Я подбежал попрощаться с ней, просил помнить наш уговор — что она будет чешской королевой…
Но Блаженка лишь грустно улыбнулась мне, а на глазах у нее выступили слезы, две слезинки — крупные, тяжелые. Как градины… И тихо ушла с поникшей головой, а за моей спиной уже чужеземный рыцарь с громким смехом кричал, где же mon prince Vence… Vences… Venceslav?[174]

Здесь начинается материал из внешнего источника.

PR #10197, opened 2023-10-16
Fix list indentation

agatemosu:
## Self-check

SKIP_OUTDATED_CHECK


TicClick:
I'm confused, what does this fix/change when done at such scale?

cl8n:
I think the technically-wrong list formatting may have been intentional to support the website's special image container for images alone in a paragraph. will check this one soon

cl8n:
the table thing seems pretty inconsequential to me but i guess asc does say this

> Empty cells must use a vertical bar (`|`) followed by two spaces and another vertical bar (`|`).

so it probably came up before...

remark-lint has nothing to complain about this and remark-stringify is just wrong so that's fun.

cl8n (changes requested):
pls split each kind of change into different PRs or at the very least different commits, I can't sanely review this when there are actual substantial fixes buried in 1000 lines of automated ones

also for the table spacing thing, it's probably better to leave them be and add relevant remark config instead. we should be able to use remark-stringify on the whole repo one day rather than addressing every minor formatting nitpick individually like this.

С той поры я так и не видел Блаженку; не знаю и — видит бог — не хочу знать, что с нею сталось. В любом случае это меня опечалило бы…
Король не ждал особенных похвал. Он был тут мужчиной в мужской компании и все же обрадовался, когда рассказ всем понравился. Он даже рассмеялся, когда магистр Витек заметил, что сердце короля чересчур рано трепетно забилось при виде женской красоты.
— Моя ли вина, магистр, что предметом наших бесед ты избрал женщин? Если бы ты нашел другую тему, я, пожалуй, сумел бы доказать, что очень рано узнал и другие удовольствия.
С этими словами король встал и откланялся. Долгое повествование все же утомило его.
Простившись с ним и допив вино, отправились на покой и остальные. За два минувших дня было рассказано шесть историй, но вместо усталости они чувствовали, что в них пробуждаются все новые воспоминания и мысли.
Довольно основательно подготовились они к третьему вечеру, во вторник, когда первым начал пан Бушек. Пожалуй, у них начала складываться традиция, что начинал пан Бушек, а пан Ешек тотчас вслед за ним рассказывал что-нибудь благочестивое. Но священник хорошо умел и слушать, а это тоже искусство.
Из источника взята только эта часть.